(PROVIDED ENTRIES)
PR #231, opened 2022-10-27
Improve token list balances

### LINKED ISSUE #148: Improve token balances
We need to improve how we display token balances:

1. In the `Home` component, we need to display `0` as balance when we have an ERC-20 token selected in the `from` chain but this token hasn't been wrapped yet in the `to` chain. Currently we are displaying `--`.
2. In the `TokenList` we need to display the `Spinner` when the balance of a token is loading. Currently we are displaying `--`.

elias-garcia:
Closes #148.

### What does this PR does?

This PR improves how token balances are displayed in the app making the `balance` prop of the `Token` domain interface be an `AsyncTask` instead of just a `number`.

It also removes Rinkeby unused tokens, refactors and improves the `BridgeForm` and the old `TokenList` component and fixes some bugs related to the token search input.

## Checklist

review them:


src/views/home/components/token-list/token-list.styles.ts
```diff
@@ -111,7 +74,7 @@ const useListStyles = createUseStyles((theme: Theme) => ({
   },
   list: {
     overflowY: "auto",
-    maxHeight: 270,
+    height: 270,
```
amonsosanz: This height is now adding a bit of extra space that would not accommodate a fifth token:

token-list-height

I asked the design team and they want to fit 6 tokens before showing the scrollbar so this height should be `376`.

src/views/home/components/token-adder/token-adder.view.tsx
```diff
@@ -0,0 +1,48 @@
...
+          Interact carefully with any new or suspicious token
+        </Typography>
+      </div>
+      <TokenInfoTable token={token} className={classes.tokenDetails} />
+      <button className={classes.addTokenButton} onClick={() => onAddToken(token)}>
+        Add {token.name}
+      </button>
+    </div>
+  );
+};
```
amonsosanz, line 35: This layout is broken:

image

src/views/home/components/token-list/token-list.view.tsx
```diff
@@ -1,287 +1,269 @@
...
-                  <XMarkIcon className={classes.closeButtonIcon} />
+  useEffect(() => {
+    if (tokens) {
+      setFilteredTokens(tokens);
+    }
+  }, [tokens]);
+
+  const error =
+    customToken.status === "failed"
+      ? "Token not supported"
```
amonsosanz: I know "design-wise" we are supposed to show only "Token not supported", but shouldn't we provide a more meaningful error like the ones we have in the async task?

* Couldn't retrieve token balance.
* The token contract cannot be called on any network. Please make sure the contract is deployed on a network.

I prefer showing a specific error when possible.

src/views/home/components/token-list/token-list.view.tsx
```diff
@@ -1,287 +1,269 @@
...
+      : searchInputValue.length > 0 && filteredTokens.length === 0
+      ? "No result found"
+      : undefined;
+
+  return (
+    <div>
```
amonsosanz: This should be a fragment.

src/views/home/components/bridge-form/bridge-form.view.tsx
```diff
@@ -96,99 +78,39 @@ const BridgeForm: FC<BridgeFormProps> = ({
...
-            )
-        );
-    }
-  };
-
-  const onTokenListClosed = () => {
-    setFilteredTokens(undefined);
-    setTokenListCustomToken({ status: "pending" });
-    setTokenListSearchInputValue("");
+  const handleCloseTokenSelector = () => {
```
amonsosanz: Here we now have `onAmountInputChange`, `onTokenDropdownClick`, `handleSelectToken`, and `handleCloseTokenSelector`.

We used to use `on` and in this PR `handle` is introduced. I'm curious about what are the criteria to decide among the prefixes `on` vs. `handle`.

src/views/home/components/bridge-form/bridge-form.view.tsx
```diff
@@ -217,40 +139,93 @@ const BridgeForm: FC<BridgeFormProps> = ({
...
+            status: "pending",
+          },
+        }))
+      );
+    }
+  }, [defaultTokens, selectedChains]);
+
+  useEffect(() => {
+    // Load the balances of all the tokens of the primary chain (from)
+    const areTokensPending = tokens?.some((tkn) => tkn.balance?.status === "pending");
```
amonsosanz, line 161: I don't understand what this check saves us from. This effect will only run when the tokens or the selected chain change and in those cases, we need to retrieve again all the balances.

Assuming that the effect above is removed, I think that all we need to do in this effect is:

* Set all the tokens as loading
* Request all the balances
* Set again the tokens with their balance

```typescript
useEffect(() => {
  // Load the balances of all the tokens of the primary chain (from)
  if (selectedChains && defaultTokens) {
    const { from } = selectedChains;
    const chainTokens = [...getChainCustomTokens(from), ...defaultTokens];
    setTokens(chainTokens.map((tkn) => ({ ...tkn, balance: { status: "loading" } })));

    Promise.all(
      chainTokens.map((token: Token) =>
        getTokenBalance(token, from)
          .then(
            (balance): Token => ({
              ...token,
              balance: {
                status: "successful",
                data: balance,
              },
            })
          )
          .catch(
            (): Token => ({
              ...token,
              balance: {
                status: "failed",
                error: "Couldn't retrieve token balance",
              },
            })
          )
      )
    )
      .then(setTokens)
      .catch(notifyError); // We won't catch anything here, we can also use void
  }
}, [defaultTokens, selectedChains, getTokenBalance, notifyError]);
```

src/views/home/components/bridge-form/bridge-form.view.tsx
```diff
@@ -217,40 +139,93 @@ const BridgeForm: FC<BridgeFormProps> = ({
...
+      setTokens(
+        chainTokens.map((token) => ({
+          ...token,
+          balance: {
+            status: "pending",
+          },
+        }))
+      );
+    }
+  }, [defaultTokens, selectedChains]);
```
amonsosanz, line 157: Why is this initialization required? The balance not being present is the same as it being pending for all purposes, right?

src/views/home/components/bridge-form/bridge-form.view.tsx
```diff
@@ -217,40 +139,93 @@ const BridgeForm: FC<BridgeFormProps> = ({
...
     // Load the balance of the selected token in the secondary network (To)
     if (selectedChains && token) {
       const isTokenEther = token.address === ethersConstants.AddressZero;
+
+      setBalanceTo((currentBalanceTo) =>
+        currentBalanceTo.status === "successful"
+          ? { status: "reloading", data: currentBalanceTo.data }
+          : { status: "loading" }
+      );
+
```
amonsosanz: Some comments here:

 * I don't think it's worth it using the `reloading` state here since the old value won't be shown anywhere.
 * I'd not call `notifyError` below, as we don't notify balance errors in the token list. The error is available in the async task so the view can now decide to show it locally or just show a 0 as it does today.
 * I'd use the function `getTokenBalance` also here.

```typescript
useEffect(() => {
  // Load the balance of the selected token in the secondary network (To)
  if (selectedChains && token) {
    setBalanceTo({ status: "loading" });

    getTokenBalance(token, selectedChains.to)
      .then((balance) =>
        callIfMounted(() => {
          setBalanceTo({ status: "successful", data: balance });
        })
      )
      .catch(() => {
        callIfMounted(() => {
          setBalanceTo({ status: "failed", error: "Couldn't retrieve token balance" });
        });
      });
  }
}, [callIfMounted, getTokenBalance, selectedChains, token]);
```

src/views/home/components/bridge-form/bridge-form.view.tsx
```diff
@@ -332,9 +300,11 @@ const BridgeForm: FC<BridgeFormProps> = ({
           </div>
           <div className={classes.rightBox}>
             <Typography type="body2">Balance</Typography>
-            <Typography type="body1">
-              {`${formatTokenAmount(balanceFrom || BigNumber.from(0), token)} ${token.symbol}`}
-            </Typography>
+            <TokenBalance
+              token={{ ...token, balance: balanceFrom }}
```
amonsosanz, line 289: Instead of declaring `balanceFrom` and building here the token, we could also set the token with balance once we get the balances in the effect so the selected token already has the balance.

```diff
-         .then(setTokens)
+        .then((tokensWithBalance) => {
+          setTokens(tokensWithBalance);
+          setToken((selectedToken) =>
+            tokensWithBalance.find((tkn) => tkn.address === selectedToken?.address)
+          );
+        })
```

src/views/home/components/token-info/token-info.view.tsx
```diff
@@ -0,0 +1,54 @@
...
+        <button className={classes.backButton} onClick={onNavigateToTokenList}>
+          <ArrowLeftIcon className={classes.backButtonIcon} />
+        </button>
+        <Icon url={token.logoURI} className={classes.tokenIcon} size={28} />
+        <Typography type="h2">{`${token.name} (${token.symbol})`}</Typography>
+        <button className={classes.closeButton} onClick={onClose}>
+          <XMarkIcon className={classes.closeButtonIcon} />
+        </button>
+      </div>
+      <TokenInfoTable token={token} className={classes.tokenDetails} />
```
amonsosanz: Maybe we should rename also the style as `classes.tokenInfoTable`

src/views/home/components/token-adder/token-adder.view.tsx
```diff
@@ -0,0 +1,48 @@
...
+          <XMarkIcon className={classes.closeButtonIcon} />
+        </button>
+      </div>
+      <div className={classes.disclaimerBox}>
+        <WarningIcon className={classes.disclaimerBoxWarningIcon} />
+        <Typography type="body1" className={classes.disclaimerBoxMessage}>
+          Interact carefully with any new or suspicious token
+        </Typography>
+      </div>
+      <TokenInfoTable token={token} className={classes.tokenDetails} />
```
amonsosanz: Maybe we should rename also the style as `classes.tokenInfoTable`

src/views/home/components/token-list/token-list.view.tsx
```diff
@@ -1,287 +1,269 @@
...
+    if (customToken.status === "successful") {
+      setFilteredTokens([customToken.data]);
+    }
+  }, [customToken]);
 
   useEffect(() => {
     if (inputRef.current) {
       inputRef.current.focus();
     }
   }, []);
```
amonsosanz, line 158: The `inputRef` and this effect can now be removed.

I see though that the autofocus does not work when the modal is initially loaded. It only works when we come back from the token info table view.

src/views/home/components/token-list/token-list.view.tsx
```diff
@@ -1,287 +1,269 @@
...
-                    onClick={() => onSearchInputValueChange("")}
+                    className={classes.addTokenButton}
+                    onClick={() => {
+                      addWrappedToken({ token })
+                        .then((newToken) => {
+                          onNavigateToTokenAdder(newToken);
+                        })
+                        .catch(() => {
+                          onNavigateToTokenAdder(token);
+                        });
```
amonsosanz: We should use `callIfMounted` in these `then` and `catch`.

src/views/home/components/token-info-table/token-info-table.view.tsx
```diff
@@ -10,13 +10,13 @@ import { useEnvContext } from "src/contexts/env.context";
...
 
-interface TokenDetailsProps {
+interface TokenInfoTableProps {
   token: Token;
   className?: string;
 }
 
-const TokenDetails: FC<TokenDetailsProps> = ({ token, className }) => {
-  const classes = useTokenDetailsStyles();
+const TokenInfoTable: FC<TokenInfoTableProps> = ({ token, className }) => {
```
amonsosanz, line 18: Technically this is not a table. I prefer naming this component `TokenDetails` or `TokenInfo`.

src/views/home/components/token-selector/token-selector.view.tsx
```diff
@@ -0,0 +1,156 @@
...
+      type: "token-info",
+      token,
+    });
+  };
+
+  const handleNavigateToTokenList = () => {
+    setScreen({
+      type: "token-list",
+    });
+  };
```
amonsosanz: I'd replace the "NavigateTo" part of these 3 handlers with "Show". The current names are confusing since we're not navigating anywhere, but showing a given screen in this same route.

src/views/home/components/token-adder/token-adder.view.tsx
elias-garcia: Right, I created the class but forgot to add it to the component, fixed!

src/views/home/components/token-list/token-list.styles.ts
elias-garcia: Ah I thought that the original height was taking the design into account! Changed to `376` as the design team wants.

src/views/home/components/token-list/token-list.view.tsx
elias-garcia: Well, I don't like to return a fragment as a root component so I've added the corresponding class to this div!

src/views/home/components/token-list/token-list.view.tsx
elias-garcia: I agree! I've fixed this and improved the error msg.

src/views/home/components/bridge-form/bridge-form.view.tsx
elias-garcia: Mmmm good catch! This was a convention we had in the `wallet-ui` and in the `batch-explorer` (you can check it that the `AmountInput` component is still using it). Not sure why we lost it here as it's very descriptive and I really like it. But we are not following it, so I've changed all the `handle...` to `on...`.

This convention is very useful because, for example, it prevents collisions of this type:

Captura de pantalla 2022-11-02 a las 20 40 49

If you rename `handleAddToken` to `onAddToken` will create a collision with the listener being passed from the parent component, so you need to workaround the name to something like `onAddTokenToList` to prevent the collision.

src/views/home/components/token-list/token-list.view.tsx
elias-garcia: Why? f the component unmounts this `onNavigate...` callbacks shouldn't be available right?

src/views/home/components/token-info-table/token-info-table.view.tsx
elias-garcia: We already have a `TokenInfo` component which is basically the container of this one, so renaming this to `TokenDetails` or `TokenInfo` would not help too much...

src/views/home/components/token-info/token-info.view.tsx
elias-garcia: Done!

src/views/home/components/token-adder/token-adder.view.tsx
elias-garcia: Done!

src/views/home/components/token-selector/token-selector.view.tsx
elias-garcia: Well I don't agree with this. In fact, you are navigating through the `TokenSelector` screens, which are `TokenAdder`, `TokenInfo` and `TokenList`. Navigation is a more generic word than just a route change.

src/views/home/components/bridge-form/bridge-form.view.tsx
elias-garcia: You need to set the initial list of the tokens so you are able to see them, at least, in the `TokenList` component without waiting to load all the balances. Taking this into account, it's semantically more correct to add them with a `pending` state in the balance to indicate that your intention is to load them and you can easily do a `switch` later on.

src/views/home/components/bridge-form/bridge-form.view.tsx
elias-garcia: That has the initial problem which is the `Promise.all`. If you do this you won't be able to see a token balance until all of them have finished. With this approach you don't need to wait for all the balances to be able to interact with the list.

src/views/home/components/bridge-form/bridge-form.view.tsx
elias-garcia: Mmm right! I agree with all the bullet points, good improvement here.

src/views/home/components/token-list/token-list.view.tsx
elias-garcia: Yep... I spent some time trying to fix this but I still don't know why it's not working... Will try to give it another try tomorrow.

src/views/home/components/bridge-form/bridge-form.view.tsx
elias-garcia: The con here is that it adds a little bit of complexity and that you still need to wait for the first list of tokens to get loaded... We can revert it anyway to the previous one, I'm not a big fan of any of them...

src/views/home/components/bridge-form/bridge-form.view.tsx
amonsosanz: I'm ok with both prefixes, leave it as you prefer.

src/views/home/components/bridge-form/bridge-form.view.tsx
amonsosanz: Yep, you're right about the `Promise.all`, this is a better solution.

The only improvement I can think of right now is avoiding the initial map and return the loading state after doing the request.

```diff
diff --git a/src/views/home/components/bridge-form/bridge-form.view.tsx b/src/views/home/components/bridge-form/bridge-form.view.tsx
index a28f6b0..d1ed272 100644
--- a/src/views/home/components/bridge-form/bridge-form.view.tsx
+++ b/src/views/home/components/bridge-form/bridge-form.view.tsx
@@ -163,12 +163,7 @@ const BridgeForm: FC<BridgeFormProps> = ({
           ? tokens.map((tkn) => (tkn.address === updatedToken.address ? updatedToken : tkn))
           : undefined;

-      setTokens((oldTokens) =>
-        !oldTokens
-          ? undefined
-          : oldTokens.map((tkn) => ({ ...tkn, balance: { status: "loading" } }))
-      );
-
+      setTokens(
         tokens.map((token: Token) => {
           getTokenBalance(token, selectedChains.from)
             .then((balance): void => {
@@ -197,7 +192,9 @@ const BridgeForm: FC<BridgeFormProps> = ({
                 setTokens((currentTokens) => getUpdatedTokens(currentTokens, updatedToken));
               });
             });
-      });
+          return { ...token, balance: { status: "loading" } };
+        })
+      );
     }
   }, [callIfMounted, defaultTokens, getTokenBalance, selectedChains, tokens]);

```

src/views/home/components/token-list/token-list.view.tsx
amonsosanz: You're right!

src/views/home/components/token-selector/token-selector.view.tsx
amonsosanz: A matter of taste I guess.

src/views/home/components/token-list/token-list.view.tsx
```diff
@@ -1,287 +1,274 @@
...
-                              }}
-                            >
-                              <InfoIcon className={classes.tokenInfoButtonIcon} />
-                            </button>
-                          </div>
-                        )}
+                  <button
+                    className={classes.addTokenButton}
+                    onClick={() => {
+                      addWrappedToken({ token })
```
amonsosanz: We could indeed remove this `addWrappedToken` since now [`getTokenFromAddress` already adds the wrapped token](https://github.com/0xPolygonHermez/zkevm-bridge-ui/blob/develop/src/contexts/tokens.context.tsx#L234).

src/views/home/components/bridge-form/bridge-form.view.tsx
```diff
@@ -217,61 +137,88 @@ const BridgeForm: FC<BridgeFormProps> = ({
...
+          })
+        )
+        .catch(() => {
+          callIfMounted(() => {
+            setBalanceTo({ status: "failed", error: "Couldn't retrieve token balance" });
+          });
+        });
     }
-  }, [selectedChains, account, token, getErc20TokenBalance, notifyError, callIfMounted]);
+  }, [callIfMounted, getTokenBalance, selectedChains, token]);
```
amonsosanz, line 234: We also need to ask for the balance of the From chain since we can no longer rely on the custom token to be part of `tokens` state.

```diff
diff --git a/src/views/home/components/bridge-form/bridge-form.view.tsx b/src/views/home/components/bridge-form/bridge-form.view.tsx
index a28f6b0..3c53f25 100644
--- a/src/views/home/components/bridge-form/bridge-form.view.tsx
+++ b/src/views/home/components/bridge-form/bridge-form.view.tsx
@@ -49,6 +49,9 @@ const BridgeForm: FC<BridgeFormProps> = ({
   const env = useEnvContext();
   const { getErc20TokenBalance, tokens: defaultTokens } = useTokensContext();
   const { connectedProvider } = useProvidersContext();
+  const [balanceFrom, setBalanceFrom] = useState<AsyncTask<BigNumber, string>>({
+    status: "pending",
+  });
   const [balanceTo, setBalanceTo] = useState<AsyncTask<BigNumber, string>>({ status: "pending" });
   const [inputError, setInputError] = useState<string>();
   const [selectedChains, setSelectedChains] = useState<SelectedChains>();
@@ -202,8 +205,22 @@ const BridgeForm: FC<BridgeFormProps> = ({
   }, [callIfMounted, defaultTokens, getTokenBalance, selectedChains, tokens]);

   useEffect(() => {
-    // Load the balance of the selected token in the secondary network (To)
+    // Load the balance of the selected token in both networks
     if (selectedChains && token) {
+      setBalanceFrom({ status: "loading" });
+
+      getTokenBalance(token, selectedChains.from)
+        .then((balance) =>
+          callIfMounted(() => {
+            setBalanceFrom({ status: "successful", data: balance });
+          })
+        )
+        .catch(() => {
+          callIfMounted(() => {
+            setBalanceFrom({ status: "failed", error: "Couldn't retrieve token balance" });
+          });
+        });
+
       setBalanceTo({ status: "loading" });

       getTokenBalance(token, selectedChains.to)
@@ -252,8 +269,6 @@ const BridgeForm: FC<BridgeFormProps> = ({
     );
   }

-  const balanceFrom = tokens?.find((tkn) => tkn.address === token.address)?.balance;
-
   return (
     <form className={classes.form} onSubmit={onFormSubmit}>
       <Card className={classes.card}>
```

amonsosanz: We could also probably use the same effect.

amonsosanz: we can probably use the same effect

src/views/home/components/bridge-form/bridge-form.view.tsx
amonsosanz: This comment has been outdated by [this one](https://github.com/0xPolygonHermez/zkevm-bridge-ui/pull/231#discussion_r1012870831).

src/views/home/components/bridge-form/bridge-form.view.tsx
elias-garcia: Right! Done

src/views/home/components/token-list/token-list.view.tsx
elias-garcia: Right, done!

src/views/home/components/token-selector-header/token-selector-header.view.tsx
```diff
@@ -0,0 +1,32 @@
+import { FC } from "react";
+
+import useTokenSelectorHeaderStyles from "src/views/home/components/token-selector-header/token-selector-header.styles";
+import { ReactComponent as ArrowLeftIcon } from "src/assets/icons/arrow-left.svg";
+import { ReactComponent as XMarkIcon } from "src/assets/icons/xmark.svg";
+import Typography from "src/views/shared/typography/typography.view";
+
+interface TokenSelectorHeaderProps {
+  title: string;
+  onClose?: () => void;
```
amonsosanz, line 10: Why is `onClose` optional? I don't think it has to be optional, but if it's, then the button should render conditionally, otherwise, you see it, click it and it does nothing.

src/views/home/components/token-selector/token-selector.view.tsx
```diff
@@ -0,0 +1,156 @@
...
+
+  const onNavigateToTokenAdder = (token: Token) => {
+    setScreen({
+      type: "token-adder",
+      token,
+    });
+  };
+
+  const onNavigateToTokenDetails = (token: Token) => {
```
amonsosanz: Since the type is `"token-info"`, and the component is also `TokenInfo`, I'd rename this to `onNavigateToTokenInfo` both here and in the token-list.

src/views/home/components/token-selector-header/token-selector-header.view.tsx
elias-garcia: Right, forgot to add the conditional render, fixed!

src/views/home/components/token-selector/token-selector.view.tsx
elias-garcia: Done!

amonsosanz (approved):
(End PROVIDED ENTRIES)
Collect every line with the string "available" from the records, and copy each.

 * I'd not call `notifyError` below, as we don't notify balance errors in the token list. The error is available in the async task so the view can now decide to show it locally or just show a 0 as it does today.
elias-garcia: Why? f the component unmounts this `onNavigate...` callbacks shouldn't be available right?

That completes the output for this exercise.